Talking Data: Some Basic yet Useful Statistics in Data Analysis

· 5 min read
Marvin Zhang
Software Engineer & Open Source Enthusiast

Introduction

"All models are wrong, but some are useful."--George Box

For many people, data analysis is familiar but inaccessible. Data rookies think that fancy dashboards look cool. Operational managers think that time-series charts can help them make business decisions. Programmers think that data analysis is nothing more than fetching the data of target fields from the database according to certain requirements. These views are all correct, but incomplete. The really useful data analysis is not only to present charts and numbers, but also to fully combine data insights with the business knowledge, which is meaningful to add values to the business. Understanding some basic statistics knowledge is helpful to discover insights.

Unreliable Averages

We can often see that many data reports display daily, weekly, or monthly averages, such as the daily average sales of the current month, the monthly average number of visits last year, and so on. The statistics of the average value will be helpful for some specific situations, such as the time of getting up every morning, and the offset of hitting the target. But more often, you are likely to be skeptical about the average value, because it fluctuates up and down quite a lot, and the fluctuation range is not small. The root cause here comes from the Non Linear Distribution in the real world. The distribution of websites' response time, number of web page visits, and stock trend is non-linear. In these non-linear distributions, the average value fails because there are a large number of outliers that cause the average value to be seriously skewed. As shown in the figure below, for normal distribution or gaussian distribution, it is linear, so the average value is at the peak in the middle; But for gamma distribution, given that it is a nonlinear, its average value seriously deviates from its peak, and when there are more outliers, its average value will further deviate from its central position.

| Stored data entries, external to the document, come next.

PR #12862, opened 2021-05-13
{data}[foss/2018b,foss/2019b] fix configure options for ROOT v6.14.06 and v6.20.04

rarensu:
Refers to issue #12830 

Options
`-Dpython=ON -Dpython3=ON -Dpcre=ON -Dzlib=ON -Dgsl=ON`
Were removed for 6.14.06, they no longer have any function. Those features are now mandatory. In addition, the builtins are disabled by default, which is correct since easybuild provides the external dependency for them. I suppose if you wanted, you could explicitly disable the builtins to keep a record in the file. 

Option
`-Dgsl_shared=ON`
Was added for 6.14.06, but as far as I can tell, it does nothing. 

Option
`-Dexplicitlink=ON`
Was removed for 6.20.04, it no longer has any function. That feature is now mandatory. 

Option
`-Dpyroot=ON`
Was added for 6.20.04, but its default value is ON so this definition actually does nothing.

### DIFF
--- a/easybuild/easyconfigs/r/ROOT/ROOT-6.14.06-foss-2018b-Python-3.6.6.eb
+++ b/easybuild/easyconfigs/r/ROOT/ROOT-6.14.06-foss-2018b-Python-3.6.6.eb
@@ -44,10 +44,9 @@ dependencies = [
 configopts = " -Dxrootd=OFF -Dmysql=OFF -Dkrb5=OFF -Dodbc=OFF -Doracle=OFF -Dpgsql=OFF -Dqt=OFF"
 
 # make sure some components are enabled
-configopts += " -Dpython=ON -Dpython3=ON -Dpcre=ON -Dzlib=ON"
 configopts += " -Dunuran=ON -Dtable=ON -Dexplicitlink=ON -Dminuit2=ON -Droofit=ON "
 
 # Add component-specific settings based on dependencies
-configopts += ' -Dfftw3=ON -Dgsl=ON -DOpenGL_GL_PREFERENCE=GLVND'
+configopts += ' -Dfftw3=ON -Dgsl_shared=ON -DOpenGL_GL_PREFERENCE=GLVND'
 
 moduleclass = 'data'
--- a/easybuild/easyconfigs/r/ROOT/ROOT-6.14.06-foss-2018b-Python-3.6.6.eb
+++ b/easybuild/easyconfigs/r/ROOT/ROOT-6.14.06-foss-2018b-Python-3.6.6.eb
@@ -44,9 +44,9 @@ dependencies = [
 configopts = " -Dxrootd=OFF -Dmysql=OFF -Dkrb5=OFF -Dodbc=OFF -Doracle=OFF -Dpgsql=OFF -Dqt=OFF"
 
 # make sure some components are enabled
-configopts += " -Dunuran=ON -Dtable=ON -Dexplicitlink=ON -Dminuit2=ON -Droofit=ON "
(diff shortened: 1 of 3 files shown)


easybuild/easyconfigs/r/ROOT/ROOT-6.14.06-foss-2018b-Python-3.6.6.eb
```diff
@@ -44,10 +44,9 @@ dependencies = [
 configopts = " -Dxrootd=OFF -Dmysql=OFF -Dkrb5=OFF -Dodbc=OFF -Doracle=OFF -Dpgsql=OFF -Dqt=OFF"
 
 # make sure some components are enabled
-configopts += " -Dpython=ON -Dpython3=ON -Dpcre=ON -Dzlib=ON"
 configopts += " -Dunuran=ON -Dtable=ON -Dexplicitlink=ON -Dminuit2=ON -Droofit=ON "
 
 # Add component-specific settings based on dependencies
-configopts += ' -Dfftw3=ON -Dgsl=ON -DOpenGL_GL_PREFERENCE=GLVND'
+configopts += ' -Dfftw3=ON -Dgsl_shared=ON -DOpenGL_GL_PREFERENCE=GLVND'
```
boegel, line 50: @rarensu It looks like this part is missing in `ROOT-6.14.06-foss-2018b-Python-2.7.15.eb`, do you mind adding it there too while you're at it?

boegel (changes requested):

easybuild/easyconfigs/r/ROOT/ROOT-6.14.06-foss-2018b-Python-3.6.6.eb
rarensu: Did I do that correctly?

boegel:
Test report by @boegel
**FAILED**
Build succeeded for 4 out of 7 (3 easyconfigs in total)
node2605.swalot.os - Linux centos linux 7.9.2009, x86_64, Intel(R) Xeon(R) CPU E5-2660 v3 @ 2.60GHz (haswell), Python 3.6.8
See https://gist.github.com/4b6fa9e892c00b131e5ef191e6fe95b5 for a full test report.

easybuild/easyconfigs/r/ROOT/ROOT-6.14.06-foss-2018b-Python-3.6.6.eb
boegel: Yes, just adding another commit like you did is OK, but I would also make sure that the comments are the same in both 6.14.06 easyconfigs?

rarensu:
The test report looks like ROOT failed do download some things it needed to build its internals. Is this expected? Because if it's not, then its likely because CERN changed the URL of the items to be downloaded, and therefore we need to be using tag ROOT-*-patches where the URL is fixed.

rarensu:
Boegel bot is complaining that the url in the description is http instead of https. This is the case is almost every ROOT eb file.

boegel:
> Boegel bot is complaining that the url in the description is http instead of https. This is the case is almost every ROOT eb file.

We installed a check a while ago to transition to `https` URLs. Can you please fix that aspect in the easyconfig files you're touching in this PR?

boegel:
> The test report looks like ROOT failed do download some things it needed to build its internals. Is this expected? Because if it's not, then its likely because CERN changed the URL of the items to be downloaded, and therefore we need to be converting some ROOT pull requests where the URL is fixed into patches.

No, it's not expected, and I think your analysis is correct. Are you up for trying to resolve those issue?

boegel:
closing this since `foss/2019b` and older toolchains are no longer supported, see https://docs.easybuild.io/policies/toolchains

Gaussian and Gamma Distributions

Therefore, for these non-linear distributions, the average value is not a reasonable indicator, but we can use median instead to describe its overall distribution. There are many tools to deal with non-linear distributions, one of which is the Box Plot. As shown in the figure below, the two distributions are abstracted into a box and several lines, where the box center line is the median, and the edges are first-quartile and third-quartile lines. In this way, it is not necessary to do too much complicated analysis to quickly get a general idea about the distribution.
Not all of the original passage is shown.